**DATA FOR THIS TASK:**
PR #3807, opened 2020-02-25
Disable caching for data

### LINKED ISSUE #3802: Caching messes with 'verdi code duplicate'
When caching is globally enabled (``default: True``), trying to exactly duplicate a Code but changing its label results in another Code with the _same_ label being created. 

The reason for this is that the ``label`` is a mutable attribute of the ``Code``, and thus not taken into account when creating the hash. As a result, the ``Code`` is stored from cache and gets the old label.

A simple fix would just be setting ``_cachable = False`` on the ``Code`` class. Tagging @sphuber @giovannipizzi for comment.

Example output below:

```bash
(aiida) a-dogres@A-DOGRES-082219:~/programming/aiida/aiida-core$ verdi code list
# List of configured codes:
# (use 'verdi code show CODEID' to see the details)
[...]
* pk 578 - pw-6.4.1@localhost

(aiida) a-dogres@A-DOGRES-082219:~/programming/aiida/aiida-core$ verdi code duplicate pw-6.4.1
Info: enter "?" for help
Label [pw-6.4.1]: pw-new-label
Description [QE 6.4.1 pw.x]: 
Default calculation input plugin [quantumespresso.pw]: 
Installed on target computer? [True]: 
Computer [localhost]: 
Remote absolute path [/home/a-dogres/codes/qe-6.4.1/bin/pw.x]: 
Success: Code<666> pw-6.4.1@localhost created

(aiida) a-dogres@A-DOGRES-082219:~/programming/aiida/aiida-core$ verdi code list
# List of configured codes:
# (use 'verdi code show CODEID' to see the details)
[...]
* pk 578 - pw-6.4.1@localhost
* pk 666 - pw-6.4.1@localhost
```

greschd:
Fixes #3802.

Change the default for the ``_cachable`` class attribute to ``False`` in the ``Node`` class. This means it will be enabled only in the ``CalculationNode`` sub-classes.

### DIFF
--- a/tests/orm/node/test_node.py
+++ b/tests/orm/node/test_node.py
@@ -17,7 +17,6 @@ from aiida.backends.testbase import AiidaTestCase
 from aiida.common import exceptions, LinkType
 from aiida.orm import Data, Node, User, CalculationNode, WorkflowNode, load_node
 from aiida.orm.utils.links import LinkTriple
-from aiida.manage.caching import enable_caching
 
 
 class TestNode(AiidaTestCase):
@@ -749,7 +748,9 @@ def test_store_from_cache(clear_database_before_test):  # pylint: disable=unused
         data.put_object_from_tree(tmpdir)
 
     data.store()
-    with enable_caching():
-        clone = data.clone().store()
+
+    clone = data.clone()
+    clone._store_from_cache(data, with_transaction=False)  # pylint: disable=protected-access
+
     assert clone.get_cache_source() == data.uuid
     assert data.get_hash() == clone.get_hash()
--- a/tests/orm/node/test_node.py
+++ b/tests/orm/node/test_node.py
@@ -750,7 +750,8 @@ def test_store_from_cache(clear_database_before_test):  # pylint: disable=unused
     data.store()
 
     clone = data.clone()
-    clone._store_from_cache(data, with_transaction=False)  # pylint: disable=protected-access
+    clone._store_from_cache(data, with_transaction=True)  # pylint: disable=protected-access
 
+    assert clone.is_stored
     assert clone.get_cache_source() == data.uuid
     assert data.get_hash() == clone.get_hash()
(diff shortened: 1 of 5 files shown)


greschd:
I had to adapt the test for ``_store_from_cache``, because it uses a ``Data`` node. By explicitly calling ``_store_from_cache``, the ``_cachable`` and ``is_valid_cache`` checks are circumvented.

Another option (which I also tried) would be using a ``CalculationNode`` instead, but then we have to manually set ``process_state`` and ``process_type`` to ensure ``is_valid_cache`` is ``True``. Overall, it's the uglier solution IMO, with dependencies to different parts of the codebase.

greschd:
On the SQLA backend, ``_store_from_cache`` only works with ``with_transaction=True`` - is this expected?

tests/orm/node/test_node.py
```diff
@@ -749,7 +748,10 @@ def test_store_from_cache(clear_database_before_test):  # pylint: disable=unused
         data.put_object_from_tree(tmpdir)
 
     data.store()
-    with enable_caching():
-        clone = data.clone().store()
+
+    clone = data.clone()
+    clone._store_from_cache(data, with_transaction=True)  # pylint: disable=protected-access
```
sphuber: It is a bit weird that we have a caching test for a `Data` node even though they are now explicitly not cacheable. Can we change this in a `CalculationNode`? Should be straightforward change and then you can revert to using `with enable_caching()`

greschd: I did try that (see my comment above), but it becomes complicated trying to make sure that the `CalculationNode` fulfills all the requirements of the `is_valid_cache` check. I'd rather not rely on that specific behavior (as we may change the `is_valid_cache` check again).

ltalirz: What if `Node`s remain cacheable by default, but this is simply disabled at the `Data` level?

greschd: This test is not possible with `Node` because they can not be stored.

**EXERCISE OBJECTIVE:** For the data above, count every line in which the string "sphuber" appears, and answer with the count only.

**SOLVED PROBLEM:** 2